Weight Decay Revisited

The question why l2 weight decay helps to regularize (linear) models has been answered several times. And often the explanation is done graphically to show the effect on the decision boundary which is useful to understand the impact of different values. We want to illustrate it the impact by analyzing feature weights of a linear SVM model.

The objective of a linear SVM is:

alpha * T.sum(w**2) * 0.5 + T.maximum(0, 1 - y * T.dot(x, w)).

where x is the input vector, w the weight matrix and y the label as a scalar. We are omitting the bias for brevity.

Let’s start with alpha=0 which means the learning is only driven by the hinge loss. In case there is a small group of features present in all positive samples, the model assigns higher values to those weights. So far, this is nothing special and hopefully helps to drive the error towards zero. With a test set, we can define a stop condition and determine the best model.

But what happens if new data follows a slightly different pattern and those features from the group are not (always) present? Because the learning assigned larger weights to those particular features, the only hope is that the rest of the features is sufficient for a position prediction: T.dot(x_new, W) > 0. However, if the learned model mostly relies on high-magnitude feature weights for the predictions, new data might get a lower confidence or even a negative value.

In other words, without a constraint for the weights, it can happen that the prediction is using very few features to determine the class and thus, assigns high values to those weights.
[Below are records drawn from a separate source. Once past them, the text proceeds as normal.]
PR #1413, opened 2026-09-06
fix(#1384): align rule texts with the conditions

### LINKED ISSUE #1384: Discrepancy between rule descriptions and implementations in `comment-without-dot`, `incorrect-version`, and `not-empty-atom` lints
## Problem

In three lints the defect text promises a rule that the XPath condition does not implement (or vice versa).

## 1. `comment-without-dot` — text allows `:`, condition does not

`src/main/resources/org/eolang/lints/comments/comment-without-dot.xsl:27`:

> "The comment for the object doesn't end with a dot (or '?', '!', ':')"

but the condition (`:13`) only checks `.`, `?`, `!`:

```xml
<xsl:for-each select="/object/comments/comment[not(ends-with(., '.')) and not(ends-with(., '?')) and not(ends-with(., '!'))]">
```

A comment ending with `:` is flagged although the message explicitly permits it.

## 2. `incorrect-version` — text promises strict SemVer, regex allows `-SNAPSHOT`

`src/main/resources/org/eolang/lints/metas/incorrect-version.xsl:16` (regex) vs `:32` (message "SemVer expected"). The regex additionally accepts `1.0-SNAPSHOT`, which is not a SemVer version — a user is told SemVer is required, but a non-SemVer value passes.

## 3. `not-empty-atom` — message lists void attributes the rule excludes

`src/main/resources/org/eolang/lints/atoms/not-empty-atom.xsl:31` builds the message from `o[@base and not(@name='λ')]` (which includes void attributes `@base='∅'`), while the selector (`:14`) excludes them (`@base!='∅'`). For an atom with both a void and a non-void attribute, the message names the void attribute as the violation.

## Expected behavior

Each lint's message and its condition must describe the same rule (align the condition with the text, or vice versa), and add packs for the boundary cases.

## Related

- `funcs/escape.xsl` — used by these lints to quote names in messages.

VasilevNStas:
Fixes #1384.

## Problem
Three lints had a discrepancy between their defect message and the XPath condition:

1. `comment-without-dot` — the message allows `:` at the end, the condition did not.
2. `incorrect-version` — the message promises strict SemVer, while the condition also accepts the Maven `X.Y-SNAPSHOT` convention (deliberately allowed by existing packs).
3. `not-empty-atom` — the message enumerated attributes that the selector excludes (void `@base='∅'` and `ξ`/`xi🌵`).

## Solution
Align each message with its condition:
- `comment-without-dot` — the condition now also accepts a trailing `:`.
- `incorrect-version` — the message (and the motive) now mention the Maven `X.Y-SNAPSHOT` convention alongside SemVer.
- `not-empty-atom` — the enumeration in the message now uses the same predicate as the selector.

## Changes
- `src/main/resources/org/eolang/lints/comments/comment-without-dot.xsl` — added `and not(ends-with(., ':'))`.
- `src/main/resources/org/eolang/lints/metas/incorrect-version.xsl` — new message text; `src/main/resources/org/eolang/motives/metas/incorrect-version.md` — motive updated.
- `src/main/resources/org/eolang/lints/atoms/not-empty-atom.xsl` — message enumeration matches the selector.
- New packs: `comment-without-dot/allows-comment-with-colon.yaml`, `not-empty-atom/catches-atom-with-void-and-real-attrs.yaml` (asserts the void attribute is not named).

## Tests
- `mvn clean install -Pqulice` (670 tests) — pass

### DIFF
--- a/src/main/resources/org/eolang/lints/atoms/not-empty-atom.xsl
+++ b/src/main/resources/org/eolang/lints/atoms/not-empty-atom.xsl
@@ -28,7 +28,7 @@
           <xsl:text>The atom </xsl:text>
           <xsl:value-of select="eo:escape(@name)"/>
           <xsl:text> may not have any attributes, which however exist: </xsl:text>
-          <xsl:for-each select="o[@base and not(@name='λ')]">
+          <xsl:for-each select="o[@base and @base!='∅' and not(@name='λ') and not(@base='ξ' and @name='xi🌵')]">
             <xsl:if test="position() &gt; 1">
               <xsl:text>, </xsl:text>
             </xsl:if>
--- a/src/main/resources/org/eolang/lints/comments/comment-without-dot.xsl
+++ b/src/main/resources/org/eolang/lints/comments/comment-without-dot.xsl
@@ -10,7 +10,7 @@
   <xsl:template match="/">
     <xsl:variable name="min" select="32"/>
     <defects>
-      <xsl:for-each select="/object/comments/comment[not(ends-with(., '.')) and not(ends-with(., '?')) and not(ends-with(., '!'))]">
+      <xsl:for-each select="/object/comments/comment[not(ends-with(., '.')) and not(ends-with(., '?')) and not(ends-with(., '!')) and not(ends-with(., ':'))]">
         <xsl:element name="defect">
           <xsl:variable name="line" select="eo:lineno(@line)"/>
           <xsl:attribute name="line">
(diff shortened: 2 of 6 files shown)


VasilevNStas:
@yegor256 
plz review

yegor256:

---

0crat:
@vasilevnstas Thanks for the contribution! You've earned +12 points for this: +16 as a basis; -4 for too few (39) hits-of-code. Please, [keep](https://www.yegor256.com/2018/03/06/speed-vs-quality.html) them coming. Your running score is [+2114](https://www.eolang.org/zerocracy/objectionary-vitals.html); don't forget to check your [Zerocracy account](https://www.zerocracy.com/) too).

In the most extreme case, the prediction only relies on a single feature for a correct prediction of the training data. Thus, other features are mostly ignored, since a small subset of features explains all regularities in the _training_ data. How can this problem be fixed with weight decay?

Let’s ignore alpha for the moment and focus on the sum. The loss of the l2 decay is lower if all weights are close to zero or in general “smaller”. For instance, W = [0.89, 0.01, 0.05, 0.63] has a l2 loss of ~1.19 while W = [0.445, 0.05, 0.1, 0.315] only has a loss of ~0.31. As a result, a model with l2 decay is forced utilize more features for a correct prediction instead of relying just on very few features. This also has a positive effect on the regularization because the weight is “distributed” among more features which increases the chance that unseen, but more challenging, examples will be correctly classified.

Bottom line, weight decay is a very easy, but also powerful method to to improve the generalization of models. The alpha is a trade-off between classification accuracy and the model capacity which need to be chosen carefully. On the one side, if alpha is too large, no correct predictions are possible because the weights cannot grow to push examples on the correct side of the hyperplane. And on the other side, if alpha is too small, the model will overfit and does not -sufficiently- generalize to new data.